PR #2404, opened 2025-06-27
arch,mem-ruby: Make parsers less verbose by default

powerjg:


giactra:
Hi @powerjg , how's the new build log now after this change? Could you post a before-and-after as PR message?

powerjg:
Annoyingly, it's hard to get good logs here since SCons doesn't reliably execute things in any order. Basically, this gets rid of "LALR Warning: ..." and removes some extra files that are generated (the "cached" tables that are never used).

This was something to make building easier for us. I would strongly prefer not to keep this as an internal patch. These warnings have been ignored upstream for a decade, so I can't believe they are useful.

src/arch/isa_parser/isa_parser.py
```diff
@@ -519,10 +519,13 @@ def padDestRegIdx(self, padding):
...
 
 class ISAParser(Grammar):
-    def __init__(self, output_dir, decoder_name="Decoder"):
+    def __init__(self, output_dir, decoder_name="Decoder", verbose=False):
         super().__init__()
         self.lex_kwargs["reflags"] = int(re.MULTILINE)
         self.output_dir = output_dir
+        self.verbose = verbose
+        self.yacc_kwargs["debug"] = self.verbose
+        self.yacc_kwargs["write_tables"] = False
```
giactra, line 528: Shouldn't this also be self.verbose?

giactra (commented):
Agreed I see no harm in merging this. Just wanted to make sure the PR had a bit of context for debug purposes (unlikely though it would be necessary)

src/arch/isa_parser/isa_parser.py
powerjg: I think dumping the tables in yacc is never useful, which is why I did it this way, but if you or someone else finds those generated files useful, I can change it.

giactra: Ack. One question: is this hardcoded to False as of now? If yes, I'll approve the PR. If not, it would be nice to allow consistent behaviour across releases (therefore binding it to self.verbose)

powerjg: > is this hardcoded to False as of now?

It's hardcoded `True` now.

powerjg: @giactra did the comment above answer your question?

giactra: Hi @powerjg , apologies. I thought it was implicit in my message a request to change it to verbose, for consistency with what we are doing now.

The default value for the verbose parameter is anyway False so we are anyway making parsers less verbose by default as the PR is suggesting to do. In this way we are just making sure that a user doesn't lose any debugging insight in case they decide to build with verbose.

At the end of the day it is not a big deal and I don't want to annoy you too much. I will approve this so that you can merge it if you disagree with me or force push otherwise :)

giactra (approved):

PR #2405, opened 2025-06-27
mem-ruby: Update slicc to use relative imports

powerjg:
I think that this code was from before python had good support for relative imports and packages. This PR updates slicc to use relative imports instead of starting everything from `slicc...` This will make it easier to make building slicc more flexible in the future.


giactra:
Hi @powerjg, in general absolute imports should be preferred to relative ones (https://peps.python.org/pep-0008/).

——

● **What the exercise asks**
Using the material above, tally the lines that hold the string "change". Reply with the number alone.

● **Solved exercise**
3